▶ [Exercise directions]: Extract each line holding the word "forward" from the entries.
(Record set Opens)
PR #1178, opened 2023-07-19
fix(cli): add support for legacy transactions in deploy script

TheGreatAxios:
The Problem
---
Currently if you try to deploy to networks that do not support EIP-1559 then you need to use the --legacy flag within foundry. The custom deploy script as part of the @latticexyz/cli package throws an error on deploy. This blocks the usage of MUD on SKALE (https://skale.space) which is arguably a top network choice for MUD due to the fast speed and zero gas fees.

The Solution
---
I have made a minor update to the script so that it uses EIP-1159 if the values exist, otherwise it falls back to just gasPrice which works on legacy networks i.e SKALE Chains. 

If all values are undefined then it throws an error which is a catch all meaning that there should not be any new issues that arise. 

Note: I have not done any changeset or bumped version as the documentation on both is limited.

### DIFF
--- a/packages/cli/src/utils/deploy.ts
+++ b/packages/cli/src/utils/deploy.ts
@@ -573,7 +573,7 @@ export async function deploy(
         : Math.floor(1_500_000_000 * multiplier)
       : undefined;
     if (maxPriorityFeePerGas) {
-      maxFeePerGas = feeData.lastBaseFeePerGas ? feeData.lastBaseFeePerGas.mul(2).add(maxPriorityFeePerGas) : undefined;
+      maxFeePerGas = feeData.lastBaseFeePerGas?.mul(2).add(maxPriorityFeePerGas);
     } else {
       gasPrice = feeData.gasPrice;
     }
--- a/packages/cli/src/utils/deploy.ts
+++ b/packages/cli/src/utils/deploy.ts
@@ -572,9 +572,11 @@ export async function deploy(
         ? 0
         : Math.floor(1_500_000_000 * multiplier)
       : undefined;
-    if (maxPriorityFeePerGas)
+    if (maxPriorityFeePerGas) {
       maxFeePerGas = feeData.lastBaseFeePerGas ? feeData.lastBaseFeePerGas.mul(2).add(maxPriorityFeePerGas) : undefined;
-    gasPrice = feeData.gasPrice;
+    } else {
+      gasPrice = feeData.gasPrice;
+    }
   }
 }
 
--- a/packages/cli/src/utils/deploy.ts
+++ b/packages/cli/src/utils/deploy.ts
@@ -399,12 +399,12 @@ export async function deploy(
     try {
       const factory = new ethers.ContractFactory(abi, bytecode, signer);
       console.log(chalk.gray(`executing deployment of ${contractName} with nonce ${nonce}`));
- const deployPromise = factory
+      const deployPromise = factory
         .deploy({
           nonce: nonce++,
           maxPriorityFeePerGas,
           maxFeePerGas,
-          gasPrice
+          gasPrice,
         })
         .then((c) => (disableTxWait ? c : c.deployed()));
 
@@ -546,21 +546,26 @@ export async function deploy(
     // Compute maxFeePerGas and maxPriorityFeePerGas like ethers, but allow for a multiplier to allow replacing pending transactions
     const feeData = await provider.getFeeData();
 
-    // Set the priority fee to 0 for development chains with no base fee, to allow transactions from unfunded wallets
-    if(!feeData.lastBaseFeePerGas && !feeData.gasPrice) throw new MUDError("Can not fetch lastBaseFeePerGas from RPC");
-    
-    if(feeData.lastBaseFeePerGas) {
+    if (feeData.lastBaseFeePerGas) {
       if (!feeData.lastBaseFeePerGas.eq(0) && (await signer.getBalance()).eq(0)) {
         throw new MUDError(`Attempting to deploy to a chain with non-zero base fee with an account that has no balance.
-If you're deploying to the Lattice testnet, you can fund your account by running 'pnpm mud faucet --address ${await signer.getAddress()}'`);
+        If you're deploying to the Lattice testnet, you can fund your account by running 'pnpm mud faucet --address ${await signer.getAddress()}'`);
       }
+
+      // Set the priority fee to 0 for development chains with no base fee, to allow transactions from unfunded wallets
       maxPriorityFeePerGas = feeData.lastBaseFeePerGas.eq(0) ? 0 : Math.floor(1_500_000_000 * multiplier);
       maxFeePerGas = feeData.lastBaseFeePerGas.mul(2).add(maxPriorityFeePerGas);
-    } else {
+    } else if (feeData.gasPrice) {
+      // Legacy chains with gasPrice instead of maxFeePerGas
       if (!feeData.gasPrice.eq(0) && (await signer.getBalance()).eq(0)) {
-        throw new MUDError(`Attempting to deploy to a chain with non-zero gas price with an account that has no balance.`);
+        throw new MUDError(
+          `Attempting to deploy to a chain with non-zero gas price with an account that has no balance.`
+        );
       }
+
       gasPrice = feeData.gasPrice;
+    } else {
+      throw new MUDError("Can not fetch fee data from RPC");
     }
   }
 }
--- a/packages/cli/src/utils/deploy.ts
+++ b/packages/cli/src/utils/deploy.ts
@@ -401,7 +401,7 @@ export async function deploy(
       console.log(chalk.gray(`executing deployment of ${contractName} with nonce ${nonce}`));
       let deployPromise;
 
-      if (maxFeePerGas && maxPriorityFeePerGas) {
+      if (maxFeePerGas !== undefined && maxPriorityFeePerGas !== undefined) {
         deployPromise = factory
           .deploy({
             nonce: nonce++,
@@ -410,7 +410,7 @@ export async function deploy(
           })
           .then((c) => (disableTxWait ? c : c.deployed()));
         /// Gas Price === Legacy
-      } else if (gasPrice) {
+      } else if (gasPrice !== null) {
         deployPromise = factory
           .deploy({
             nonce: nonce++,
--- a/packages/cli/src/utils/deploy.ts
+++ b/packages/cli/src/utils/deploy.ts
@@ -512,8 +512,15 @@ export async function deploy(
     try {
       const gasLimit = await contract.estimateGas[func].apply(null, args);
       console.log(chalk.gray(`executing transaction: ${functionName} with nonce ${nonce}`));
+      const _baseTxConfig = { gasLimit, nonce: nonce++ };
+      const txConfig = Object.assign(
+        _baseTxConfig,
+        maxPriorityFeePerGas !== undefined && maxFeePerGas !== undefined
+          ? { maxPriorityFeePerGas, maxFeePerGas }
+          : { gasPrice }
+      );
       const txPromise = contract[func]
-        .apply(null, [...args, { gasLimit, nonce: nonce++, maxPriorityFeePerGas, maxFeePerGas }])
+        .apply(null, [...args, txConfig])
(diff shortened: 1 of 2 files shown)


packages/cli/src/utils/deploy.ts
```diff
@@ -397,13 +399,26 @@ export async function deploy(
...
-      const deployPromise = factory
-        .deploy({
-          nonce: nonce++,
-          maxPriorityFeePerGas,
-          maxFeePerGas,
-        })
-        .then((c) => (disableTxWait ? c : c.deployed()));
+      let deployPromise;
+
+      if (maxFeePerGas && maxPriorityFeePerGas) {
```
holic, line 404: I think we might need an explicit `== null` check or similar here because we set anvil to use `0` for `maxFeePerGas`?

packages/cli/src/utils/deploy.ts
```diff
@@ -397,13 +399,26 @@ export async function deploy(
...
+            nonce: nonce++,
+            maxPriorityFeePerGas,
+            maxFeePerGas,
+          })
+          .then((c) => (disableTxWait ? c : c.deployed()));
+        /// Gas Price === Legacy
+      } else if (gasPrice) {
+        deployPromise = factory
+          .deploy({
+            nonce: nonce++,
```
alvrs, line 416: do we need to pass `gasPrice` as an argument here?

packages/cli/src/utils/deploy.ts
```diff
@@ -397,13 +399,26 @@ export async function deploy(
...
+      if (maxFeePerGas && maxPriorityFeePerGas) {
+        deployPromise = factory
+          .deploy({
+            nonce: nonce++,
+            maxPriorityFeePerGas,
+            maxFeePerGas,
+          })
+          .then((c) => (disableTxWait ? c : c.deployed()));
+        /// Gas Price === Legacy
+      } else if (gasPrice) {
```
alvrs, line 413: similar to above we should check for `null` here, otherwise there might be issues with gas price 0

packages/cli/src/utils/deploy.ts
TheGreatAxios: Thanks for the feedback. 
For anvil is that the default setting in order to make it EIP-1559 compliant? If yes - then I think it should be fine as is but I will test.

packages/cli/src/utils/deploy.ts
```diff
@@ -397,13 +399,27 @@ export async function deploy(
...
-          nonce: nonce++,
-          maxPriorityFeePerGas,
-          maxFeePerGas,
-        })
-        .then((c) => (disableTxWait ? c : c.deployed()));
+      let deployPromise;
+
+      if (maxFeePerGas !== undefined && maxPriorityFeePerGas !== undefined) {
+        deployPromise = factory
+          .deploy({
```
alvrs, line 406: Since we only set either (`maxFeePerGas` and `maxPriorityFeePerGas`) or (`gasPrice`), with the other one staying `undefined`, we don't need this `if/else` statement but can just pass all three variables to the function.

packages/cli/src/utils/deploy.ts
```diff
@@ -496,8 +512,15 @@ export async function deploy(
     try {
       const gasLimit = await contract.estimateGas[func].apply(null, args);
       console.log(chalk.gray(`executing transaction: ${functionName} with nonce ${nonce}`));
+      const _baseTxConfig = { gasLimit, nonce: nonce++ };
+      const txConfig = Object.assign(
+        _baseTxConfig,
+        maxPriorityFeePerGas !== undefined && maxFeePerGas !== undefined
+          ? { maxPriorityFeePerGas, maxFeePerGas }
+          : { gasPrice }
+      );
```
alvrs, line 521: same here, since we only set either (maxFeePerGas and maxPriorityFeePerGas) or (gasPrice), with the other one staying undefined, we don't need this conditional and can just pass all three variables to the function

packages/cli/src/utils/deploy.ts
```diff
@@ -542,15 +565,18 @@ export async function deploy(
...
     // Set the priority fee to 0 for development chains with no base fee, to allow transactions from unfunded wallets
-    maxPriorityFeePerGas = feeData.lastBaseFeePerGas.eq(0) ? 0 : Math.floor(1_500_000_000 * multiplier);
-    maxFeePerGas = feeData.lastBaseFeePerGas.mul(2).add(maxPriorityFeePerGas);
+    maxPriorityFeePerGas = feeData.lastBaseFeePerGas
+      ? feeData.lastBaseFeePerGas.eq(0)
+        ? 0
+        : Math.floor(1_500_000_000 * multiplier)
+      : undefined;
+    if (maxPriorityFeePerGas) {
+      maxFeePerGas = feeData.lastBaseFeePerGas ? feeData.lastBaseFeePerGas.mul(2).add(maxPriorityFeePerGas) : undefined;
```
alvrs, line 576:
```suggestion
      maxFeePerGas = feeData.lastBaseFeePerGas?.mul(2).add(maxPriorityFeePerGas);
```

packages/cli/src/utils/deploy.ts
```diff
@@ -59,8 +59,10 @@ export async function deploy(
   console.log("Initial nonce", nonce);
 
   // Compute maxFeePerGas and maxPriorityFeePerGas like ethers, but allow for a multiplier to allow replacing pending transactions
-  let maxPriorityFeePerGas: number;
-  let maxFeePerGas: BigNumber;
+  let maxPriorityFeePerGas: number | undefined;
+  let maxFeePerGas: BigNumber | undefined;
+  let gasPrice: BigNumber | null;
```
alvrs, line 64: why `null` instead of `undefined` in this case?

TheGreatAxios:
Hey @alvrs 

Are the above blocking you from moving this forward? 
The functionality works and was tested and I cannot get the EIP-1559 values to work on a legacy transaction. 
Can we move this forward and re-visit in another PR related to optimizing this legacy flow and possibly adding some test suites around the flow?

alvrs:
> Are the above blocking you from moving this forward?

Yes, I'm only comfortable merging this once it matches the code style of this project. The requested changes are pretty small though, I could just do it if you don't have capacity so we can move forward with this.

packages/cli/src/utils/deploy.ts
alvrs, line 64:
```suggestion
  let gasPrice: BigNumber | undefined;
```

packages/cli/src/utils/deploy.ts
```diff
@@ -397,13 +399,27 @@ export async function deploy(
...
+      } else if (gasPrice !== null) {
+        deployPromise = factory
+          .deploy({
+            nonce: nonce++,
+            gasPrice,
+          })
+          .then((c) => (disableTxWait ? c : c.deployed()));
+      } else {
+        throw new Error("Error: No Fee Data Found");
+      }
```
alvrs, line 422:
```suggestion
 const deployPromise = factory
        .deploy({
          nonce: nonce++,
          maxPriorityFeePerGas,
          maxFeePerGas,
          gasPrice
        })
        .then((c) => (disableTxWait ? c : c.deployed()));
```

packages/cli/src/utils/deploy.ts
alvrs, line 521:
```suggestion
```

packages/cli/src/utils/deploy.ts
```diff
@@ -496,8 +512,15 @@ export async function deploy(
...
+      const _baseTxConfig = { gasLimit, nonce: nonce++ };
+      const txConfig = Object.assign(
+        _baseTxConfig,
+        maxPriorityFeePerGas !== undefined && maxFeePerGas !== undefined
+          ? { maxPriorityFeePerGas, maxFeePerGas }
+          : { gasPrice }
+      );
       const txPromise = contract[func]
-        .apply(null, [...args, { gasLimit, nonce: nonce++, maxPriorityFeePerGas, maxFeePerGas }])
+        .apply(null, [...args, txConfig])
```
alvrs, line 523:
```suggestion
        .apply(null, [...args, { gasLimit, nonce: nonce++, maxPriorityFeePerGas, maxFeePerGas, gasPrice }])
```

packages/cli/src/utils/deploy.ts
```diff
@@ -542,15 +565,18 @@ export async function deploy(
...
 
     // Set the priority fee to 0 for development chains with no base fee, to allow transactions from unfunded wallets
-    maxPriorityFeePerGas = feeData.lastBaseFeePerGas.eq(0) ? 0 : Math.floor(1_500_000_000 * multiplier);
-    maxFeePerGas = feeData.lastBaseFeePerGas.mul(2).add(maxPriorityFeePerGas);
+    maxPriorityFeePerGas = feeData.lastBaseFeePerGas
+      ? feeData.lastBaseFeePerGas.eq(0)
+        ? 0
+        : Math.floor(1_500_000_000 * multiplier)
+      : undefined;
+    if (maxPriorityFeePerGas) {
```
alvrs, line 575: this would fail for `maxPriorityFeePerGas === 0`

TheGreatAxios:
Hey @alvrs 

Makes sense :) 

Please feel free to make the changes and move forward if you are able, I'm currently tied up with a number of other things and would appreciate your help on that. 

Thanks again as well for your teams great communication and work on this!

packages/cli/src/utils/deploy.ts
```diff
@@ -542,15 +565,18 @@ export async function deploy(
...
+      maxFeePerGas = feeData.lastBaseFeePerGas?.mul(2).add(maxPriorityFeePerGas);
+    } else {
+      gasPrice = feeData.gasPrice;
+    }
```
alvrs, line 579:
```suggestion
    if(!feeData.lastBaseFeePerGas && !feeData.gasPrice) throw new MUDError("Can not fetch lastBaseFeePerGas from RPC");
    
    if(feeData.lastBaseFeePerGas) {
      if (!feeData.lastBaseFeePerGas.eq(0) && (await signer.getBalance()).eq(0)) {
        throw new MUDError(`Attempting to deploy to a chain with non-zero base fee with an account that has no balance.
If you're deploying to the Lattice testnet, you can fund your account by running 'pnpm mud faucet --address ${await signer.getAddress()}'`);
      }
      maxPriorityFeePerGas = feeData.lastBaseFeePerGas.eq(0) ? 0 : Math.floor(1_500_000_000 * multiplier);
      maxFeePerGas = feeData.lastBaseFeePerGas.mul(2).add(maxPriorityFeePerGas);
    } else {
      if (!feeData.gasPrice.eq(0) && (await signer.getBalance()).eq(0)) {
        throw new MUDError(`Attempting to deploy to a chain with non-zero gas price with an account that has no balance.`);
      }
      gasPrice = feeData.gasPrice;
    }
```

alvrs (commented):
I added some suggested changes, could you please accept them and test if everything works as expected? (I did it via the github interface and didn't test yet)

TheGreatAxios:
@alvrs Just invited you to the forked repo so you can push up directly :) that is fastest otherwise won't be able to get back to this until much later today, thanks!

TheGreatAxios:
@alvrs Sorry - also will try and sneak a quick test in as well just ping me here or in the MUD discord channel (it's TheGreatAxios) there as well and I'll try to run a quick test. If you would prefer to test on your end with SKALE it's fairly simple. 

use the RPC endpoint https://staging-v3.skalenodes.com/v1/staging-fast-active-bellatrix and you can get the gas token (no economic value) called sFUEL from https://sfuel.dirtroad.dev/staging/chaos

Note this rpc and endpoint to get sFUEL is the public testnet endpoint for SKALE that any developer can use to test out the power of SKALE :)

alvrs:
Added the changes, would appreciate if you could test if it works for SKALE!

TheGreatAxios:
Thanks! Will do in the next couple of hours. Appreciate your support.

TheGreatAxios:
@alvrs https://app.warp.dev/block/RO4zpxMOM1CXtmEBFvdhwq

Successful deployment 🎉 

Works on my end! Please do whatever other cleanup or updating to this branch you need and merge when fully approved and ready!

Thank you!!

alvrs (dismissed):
(Record set Closes)
▶ [Response to the exercise]:
Are the above blocking you from moving this forward? 
Can we move this forward and re-visit in another PR related to optimizing this legacy flow and possibly adding some test suites around the flow?
> Are the above blocking you from moving this forward?
Yes, I'm only comfortable merging this once it matches the code style of this project. The requested changes are pretty small though, I could just do it if you don't have capacity so we can move forward with this.
Please feel free to make the changes and move forward if you are able, I'm currently tied up with a number of other things and would appreciate your help on that. 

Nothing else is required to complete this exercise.